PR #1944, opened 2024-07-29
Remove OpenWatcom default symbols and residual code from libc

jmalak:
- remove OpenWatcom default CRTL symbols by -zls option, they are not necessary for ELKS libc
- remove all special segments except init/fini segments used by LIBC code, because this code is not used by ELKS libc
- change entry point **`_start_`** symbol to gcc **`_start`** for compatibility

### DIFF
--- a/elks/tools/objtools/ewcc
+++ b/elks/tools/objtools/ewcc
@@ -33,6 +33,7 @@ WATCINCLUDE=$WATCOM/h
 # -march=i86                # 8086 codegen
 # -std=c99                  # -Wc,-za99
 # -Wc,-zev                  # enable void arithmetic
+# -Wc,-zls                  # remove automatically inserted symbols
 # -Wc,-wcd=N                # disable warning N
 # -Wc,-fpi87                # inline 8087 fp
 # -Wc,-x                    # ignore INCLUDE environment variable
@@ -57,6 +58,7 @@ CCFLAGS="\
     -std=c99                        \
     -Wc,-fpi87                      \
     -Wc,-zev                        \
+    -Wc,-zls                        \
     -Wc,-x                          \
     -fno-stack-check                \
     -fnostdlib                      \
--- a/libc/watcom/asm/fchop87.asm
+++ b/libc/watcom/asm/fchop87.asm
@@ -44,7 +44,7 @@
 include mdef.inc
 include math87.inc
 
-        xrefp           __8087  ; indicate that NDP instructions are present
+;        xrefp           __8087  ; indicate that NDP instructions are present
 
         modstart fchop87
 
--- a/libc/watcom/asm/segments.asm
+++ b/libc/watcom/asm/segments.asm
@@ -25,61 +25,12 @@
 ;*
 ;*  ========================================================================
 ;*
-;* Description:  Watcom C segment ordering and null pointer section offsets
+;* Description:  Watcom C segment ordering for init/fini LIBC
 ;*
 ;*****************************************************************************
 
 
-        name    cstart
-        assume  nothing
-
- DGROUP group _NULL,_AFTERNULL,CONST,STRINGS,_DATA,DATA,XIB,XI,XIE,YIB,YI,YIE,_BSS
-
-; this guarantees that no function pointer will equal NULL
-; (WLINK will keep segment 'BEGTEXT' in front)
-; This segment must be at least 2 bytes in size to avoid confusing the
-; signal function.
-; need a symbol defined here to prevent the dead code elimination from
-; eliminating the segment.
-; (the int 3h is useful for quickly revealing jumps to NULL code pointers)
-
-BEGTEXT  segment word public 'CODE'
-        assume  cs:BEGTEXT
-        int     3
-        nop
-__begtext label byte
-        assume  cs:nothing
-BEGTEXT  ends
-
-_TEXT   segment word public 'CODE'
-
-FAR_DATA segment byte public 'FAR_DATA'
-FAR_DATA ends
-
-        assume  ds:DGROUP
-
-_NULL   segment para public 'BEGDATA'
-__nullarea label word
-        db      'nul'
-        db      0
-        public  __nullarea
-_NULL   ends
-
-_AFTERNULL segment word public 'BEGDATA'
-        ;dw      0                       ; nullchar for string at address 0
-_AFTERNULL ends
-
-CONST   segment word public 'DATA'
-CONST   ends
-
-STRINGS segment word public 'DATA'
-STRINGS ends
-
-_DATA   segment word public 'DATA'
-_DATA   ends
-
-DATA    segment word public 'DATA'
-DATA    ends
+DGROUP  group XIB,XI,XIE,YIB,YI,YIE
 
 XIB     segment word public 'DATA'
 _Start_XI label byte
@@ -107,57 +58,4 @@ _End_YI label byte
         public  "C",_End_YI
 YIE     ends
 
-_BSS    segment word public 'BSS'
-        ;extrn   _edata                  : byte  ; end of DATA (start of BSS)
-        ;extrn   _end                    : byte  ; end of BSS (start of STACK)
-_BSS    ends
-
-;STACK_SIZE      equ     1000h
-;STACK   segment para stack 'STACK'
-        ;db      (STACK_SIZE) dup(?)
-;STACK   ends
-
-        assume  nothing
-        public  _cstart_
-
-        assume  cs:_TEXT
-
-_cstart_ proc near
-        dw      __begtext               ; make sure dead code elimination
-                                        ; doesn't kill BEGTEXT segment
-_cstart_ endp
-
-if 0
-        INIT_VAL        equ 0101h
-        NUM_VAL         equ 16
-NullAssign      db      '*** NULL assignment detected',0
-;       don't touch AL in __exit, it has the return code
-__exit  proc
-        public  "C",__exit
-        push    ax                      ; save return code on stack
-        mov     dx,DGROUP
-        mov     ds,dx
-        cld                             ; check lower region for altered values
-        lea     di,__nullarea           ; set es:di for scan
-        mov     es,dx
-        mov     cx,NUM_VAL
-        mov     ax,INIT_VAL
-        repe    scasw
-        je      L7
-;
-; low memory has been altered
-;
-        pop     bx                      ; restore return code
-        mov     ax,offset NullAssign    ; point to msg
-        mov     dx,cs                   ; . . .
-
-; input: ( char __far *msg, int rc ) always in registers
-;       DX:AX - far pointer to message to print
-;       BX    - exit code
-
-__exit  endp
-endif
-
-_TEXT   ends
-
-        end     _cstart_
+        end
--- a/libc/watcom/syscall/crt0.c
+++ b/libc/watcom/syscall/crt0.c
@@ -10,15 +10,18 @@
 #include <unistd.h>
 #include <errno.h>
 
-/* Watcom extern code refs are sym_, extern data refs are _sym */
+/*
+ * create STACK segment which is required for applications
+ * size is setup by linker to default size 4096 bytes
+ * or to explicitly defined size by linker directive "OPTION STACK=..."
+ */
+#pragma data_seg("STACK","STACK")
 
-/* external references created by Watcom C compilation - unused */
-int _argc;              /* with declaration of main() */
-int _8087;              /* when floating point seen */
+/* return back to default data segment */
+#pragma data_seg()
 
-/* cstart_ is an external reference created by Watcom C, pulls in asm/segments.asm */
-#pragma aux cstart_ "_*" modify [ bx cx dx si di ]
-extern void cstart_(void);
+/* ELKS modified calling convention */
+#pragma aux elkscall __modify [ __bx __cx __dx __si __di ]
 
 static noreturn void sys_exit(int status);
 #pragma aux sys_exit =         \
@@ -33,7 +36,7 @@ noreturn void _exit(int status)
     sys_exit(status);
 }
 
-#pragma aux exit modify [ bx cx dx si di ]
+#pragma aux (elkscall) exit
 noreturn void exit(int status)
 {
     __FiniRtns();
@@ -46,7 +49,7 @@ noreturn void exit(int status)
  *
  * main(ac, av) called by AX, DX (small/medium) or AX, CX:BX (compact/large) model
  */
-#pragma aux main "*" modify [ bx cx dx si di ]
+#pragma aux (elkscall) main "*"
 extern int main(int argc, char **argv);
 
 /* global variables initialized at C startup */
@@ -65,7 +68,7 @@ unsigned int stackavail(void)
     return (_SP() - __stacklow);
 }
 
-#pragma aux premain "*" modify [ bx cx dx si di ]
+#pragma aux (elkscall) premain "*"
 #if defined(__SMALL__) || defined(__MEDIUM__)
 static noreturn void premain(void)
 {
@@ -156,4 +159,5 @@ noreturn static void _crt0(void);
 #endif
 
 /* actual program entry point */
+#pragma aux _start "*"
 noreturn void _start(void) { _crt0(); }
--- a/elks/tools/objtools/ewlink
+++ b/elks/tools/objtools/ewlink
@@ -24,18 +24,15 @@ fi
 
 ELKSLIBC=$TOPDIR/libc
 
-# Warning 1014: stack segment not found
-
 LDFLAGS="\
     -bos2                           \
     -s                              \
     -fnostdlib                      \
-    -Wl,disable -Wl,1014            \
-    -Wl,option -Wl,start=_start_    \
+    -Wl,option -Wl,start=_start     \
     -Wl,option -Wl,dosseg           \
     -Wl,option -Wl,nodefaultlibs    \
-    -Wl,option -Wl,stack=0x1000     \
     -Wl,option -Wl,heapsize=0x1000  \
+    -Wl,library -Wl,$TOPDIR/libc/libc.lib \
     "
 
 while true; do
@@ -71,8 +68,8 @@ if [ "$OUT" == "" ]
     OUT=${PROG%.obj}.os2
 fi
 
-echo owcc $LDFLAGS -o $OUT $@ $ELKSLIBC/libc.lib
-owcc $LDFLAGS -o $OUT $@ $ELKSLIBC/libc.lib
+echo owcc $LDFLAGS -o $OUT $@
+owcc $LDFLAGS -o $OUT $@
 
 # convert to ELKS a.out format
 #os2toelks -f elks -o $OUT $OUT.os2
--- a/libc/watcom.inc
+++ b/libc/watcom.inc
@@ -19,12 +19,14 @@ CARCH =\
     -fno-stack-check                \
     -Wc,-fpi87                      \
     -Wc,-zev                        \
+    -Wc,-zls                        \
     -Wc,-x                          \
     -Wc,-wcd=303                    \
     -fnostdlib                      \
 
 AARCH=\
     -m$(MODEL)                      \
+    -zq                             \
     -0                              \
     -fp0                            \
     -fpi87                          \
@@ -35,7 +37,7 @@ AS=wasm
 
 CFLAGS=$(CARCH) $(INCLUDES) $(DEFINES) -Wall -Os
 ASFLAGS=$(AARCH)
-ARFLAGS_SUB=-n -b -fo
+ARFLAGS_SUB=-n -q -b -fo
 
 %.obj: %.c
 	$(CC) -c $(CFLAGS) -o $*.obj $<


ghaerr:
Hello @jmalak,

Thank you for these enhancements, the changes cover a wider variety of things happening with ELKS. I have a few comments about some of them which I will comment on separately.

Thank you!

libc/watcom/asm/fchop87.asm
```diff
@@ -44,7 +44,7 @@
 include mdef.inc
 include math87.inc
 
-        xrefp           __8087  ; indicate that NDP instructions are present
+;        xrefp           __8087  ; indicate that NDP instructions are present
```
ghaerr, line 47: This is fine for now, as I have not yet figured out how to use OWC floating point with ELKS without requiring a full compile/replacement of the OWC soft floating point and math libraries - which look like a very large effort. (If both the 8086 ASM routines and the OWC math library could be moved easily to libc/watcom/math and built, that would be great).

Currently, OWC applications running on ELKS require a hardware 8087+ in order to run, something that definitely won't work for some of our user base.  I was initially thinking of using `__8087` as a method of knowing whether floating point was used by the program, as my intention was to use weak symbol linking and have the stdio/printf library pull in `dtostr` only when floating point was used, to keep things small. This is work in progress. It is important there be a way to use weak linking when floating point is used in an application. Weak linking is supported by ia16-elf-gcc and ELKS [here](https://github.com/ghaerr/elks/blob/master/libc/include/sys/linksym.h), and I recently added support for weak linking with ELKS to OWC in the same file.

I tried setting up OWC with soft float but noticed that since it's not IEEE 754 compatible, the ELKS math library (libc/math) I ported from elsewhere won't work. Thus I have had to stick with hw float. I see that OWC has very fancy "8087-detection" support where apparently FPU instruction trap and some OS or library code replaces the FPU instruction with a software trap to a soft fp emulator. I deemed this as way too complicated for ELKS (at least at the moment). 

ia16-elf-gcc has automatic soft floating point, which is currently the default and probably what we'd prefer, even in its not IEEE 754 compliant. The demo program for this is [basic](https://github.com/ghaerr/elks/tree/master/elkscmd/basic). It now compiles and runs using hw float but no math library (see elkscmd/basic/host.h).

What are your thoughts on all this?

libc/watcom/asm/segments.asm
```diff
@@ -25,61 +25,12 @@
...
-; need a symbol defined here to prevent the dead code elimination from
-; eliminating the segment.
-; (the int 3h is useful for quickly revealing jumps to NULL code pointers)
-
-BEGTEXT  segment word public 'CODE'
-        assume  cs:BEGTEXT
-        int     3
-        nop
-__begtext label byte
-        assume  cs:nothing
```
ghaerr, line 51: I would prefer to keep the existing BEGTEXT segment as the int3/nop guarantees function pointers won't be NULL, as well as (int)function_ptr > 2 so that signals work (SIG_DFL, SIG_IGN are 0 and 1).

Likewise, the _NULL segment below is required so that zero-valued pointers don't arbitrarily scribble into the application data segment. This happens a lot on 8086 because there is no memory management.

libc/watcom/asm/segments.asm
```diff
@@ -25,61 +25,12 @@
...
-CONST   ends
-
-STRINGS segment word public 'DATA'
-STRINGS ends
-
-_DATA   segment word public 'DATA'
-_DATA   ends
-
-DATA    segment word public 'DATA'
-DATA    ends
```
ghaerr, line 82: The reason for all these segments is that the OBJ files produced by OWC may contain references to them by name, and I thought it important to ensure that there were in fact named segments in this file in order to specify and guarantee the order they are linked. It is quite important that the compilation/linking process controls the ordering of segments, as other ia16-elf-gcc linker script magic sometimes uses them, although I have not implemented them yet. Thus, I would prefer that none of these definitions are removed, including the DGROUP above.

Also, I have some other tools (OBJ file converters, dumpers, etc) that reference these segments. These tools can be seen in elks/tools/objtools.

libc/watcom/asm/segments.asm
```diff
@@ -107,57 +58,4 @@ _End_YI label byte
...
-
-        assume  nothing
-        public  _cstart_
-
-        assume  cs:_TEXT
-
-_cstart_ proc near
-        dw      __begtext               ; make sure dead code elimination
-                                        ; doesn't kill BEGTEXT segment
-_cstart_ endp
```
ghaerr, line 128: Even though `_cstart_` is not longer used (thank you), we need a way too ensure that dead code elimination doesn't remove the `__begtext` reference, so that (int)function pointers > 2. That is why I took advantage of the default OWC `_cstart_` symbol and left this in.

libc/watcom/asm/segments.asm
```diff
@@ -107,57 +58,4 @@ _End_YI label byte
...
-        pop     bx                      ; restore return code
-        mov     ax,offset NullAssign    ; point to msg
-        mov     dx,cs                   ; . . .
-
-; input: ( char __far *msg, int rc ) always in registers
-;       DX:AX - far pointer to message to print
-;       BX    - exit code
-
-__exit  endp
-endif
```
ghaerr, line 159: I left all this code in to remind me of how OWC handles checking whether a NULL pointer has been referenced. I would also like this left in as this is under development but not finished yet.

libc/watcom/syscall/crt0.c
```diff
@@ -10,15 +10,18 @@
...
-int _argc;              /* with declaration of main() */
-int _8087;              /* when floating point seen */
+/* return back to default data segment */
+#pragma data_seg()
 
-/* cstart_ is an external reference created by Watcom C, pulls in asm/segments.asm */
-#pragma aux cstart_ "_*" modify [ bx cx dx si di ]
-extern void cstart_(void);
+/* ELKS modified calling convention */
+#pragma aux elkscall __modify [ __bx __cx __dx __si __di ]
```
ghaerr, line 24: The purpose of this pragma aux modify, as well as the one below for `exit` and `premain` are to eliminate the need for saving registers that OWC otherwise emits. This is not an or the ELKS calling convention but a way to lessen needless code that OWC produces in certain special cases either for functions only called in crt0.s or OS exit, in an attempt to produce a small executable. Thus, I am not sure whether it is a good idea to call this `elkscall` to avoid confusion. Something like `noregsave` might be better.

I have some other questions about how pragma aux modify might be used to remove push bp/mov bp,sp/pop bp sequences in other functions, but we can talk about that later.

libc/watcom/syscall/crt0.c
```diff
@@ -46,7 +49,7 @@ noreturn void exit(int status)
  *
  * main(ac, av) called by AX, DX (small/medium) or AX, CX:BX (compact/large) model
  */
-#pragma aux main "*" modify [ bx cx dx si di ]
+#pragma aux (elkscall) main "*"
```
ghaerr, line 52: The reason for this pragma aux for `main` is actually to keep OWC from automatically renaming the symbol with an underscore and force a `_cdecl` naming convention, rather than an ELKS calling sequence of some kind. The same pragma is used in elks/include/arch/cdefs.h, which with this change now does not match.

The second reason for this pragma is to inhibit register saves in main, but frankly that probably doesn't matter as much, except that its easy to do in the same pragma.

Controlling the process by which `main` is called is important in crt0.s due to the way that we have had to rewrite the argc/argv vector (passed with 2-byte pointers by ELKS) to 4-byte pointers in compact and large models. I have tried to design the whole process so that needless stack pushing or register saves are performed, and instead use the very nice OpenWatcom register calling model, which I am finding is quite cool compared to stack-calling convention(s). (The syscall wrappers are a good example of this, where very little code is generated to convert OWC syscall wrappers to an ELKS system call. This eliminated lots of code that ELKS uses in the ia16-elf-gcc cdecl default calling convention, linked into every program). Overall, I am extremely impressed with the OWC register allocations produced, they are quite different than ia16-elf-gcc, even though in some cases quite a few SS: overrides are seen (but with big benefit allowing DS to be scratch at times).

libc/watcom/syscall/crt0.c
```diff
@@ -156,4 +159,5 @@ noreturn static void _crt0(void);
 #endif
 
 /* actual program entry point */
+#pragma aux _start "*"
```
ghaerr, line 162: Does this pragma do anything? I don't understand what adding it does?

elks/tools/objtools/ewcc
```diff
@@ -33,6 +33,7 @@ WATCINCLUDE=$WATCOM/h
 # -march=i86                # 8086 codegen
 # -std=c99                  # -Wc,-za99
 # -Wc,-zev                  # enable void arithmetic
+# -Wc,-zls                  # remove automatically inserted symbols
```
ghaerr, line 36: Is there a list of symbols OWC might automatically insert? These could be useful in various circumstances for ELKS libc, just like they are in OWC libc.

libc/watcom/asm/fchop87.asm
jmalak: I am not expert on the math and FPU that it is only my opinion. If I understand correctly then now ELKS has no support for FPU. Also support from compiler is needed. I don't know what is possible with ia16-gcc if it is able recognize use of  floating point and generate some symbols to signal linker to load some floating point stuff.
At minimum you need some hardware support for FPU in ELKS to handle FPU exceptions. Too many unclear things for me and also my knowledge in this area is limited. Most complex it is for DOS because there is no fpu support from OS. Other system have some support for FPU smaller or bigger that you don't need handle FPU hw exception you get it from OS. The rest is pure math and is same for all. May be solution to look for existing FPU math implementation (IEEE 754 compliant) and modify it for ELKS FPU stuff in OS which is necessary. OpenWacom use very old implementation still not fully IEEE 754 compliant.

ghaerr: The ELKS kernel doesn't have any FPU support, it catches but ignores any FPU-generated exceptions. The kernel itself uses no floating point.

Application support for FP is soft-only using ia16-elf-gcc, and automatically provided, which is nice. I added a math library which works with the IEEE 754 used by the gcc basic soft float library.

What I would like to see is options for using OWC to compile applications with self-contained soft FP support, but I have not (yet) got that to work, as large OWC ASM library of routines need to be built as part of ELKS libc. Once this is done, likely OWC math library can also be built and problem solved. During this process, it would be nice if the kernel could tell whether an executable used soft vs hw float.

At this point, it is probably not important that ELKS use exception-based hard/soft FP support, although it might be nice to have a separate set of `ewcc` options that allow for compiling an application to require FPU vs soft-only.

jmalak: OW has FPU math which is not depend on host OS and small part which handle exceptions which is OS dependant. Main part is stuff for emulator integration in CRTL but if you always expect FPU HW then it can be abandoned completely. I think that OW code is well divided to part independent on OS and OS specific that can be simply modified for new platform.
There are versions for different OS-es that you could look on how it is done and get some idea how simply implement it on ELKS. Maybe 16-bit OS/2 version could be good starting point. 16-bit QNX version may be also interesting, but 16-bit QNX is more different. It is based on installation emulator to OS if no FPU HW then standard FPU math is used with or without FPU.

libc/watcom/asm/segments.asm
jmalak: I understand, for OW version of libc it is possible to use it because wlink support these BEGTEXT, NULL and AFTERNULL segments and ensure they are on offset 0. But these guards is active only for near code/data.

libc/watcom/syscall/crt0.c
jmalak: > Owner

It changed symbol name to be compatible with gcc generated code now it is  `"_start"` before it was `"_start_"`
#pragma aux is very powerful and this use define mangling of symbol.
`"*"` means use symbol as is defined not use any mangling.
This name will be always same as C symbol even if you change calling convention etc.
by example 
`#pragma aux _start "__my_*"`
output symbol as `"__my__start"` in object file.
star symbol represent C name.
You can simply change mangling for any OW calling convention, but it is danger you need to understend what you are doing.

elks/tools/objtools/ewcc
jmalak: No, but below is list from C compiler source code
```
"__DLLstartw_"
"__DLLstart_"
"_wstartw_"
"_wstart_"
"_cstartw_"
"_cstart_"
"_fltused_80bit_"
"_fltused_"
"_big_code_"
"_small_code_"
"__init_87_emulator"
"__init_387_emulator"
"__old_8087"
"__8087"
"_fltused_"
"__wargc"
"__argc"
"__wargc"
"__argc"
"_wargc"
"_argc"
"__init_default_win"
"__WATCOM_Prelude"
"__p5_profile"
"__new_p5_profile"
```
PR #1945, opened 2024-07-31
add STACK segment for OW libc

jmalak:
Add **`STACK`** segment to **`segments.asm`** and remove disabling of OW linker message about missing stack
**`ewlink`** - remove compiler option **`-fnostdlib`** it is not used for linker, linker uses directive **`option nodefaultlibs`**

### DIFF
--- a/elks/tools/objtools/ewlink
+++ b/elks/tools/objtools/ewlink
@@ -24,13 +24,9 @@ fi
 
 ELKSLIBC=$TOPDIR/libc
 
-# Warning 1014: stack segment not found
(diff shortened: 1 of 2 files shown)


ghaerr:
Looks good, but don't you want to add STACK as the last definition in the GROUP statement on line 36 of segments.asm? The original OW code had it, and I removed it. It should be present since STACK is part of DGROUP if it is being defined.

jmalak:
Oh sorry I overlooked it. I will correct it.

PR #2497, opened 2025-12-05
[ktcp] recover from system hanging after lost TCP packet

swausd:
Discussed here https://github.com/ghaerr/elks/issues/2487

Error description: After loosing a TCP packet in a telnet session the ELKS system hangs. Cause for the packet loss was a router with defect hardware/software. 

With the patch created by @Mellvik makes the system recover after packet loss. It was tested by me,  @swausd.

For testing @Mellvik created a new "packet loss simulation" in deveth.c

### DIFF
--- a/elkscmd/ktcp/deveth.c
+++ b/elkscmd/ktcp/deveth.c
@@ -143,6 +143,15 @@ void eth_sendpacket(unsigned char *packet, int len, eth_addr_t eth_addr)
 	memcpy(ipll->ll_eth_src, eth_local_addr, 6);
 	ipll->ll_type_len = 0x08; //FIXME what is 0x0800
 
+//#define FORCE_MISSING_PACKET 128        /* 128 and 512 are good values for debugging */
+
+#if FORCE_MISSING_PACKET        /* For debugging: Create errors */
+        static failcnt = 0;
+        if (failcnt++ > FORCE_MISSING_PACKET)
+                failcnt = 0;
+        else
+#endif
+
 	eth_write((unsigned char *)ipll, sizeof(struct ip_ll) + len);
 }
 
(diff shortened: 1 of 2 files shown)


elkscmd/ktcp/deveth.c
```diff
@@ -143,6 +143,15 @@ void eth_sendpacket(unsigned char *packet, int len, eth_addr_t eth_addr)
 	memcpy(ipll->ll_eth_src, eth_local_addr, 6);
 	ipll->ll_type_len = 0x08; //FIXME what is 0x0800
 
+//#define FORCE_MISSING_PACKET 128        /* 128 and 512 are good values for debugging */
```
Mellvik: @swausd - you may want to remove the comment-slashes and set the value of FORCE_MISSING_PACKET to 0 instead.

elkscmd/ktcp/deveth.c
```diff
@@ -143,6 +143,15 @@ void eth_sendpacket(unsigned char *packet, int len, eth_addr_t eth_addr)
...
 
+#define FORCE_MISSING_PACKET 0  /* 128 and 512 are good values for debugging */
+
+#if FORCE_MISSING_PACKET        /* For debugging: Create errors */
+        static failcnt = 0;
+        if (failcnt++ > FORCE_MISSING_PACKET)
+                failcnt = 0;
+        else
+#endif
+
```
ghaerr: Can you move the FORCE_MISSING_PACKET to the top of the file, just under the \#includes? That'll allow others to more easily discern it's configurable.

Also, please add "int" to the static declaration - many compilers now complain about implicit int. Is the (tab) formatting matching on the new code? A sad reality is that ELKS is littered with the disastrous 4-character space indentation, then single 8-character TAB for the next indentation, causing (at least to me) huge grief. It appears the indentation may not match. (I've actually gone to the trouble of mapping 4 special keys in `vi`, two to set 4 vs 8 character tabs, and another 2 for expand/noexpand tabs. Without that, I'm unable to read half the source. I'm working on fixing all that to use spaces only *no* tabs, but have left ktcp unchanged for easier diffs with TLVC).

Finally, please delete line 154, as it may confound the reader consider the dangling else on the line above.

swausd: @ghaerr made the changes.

= = =

◆ **WORK INSTRUCTIONS**: Every line with "least" in it should be copied from the entries.

◆ **EXERCISE OUTPUT**:
-; This segment must be at least 2 bytes in size to avoid confusing the
I tried setting up OWC with soft float but noticed that since it's not IEEE 754 compatible, the ELKS math library (libc/math) I ported from elsewhere won't work. Thus I have had to stick with hw float. I see that OWC has very fancy "8087-detection" support where apparently FPU instruction trap and some OS or library code replaces the FPU instruction with a software trap to a soft fp emulator. I deemed this as way too complicated for ELKS (at least at the moment). 
Also, please add "int" to the static declaration - many compilers now complain about implicit int. Is the (tab) formatting matching on the new code? A sad reality is that ELKS is littered with the disastrous 4-character space indentation, then single 8-character TAB for the next indentation, causing (at least to me) huge grief. It appears the indentation may not match. (I've actually gone to the trouble of mapping 4 special keys in `vi`, two to set 4 vs 8 character tabs, and another 2 for expand/noexpand tabs. Without that, I'm unable to read half the source. I'm working on fixing all that to use spaces only *no* tabs, but have left ktcp unchanged for easier diffs with TLVC).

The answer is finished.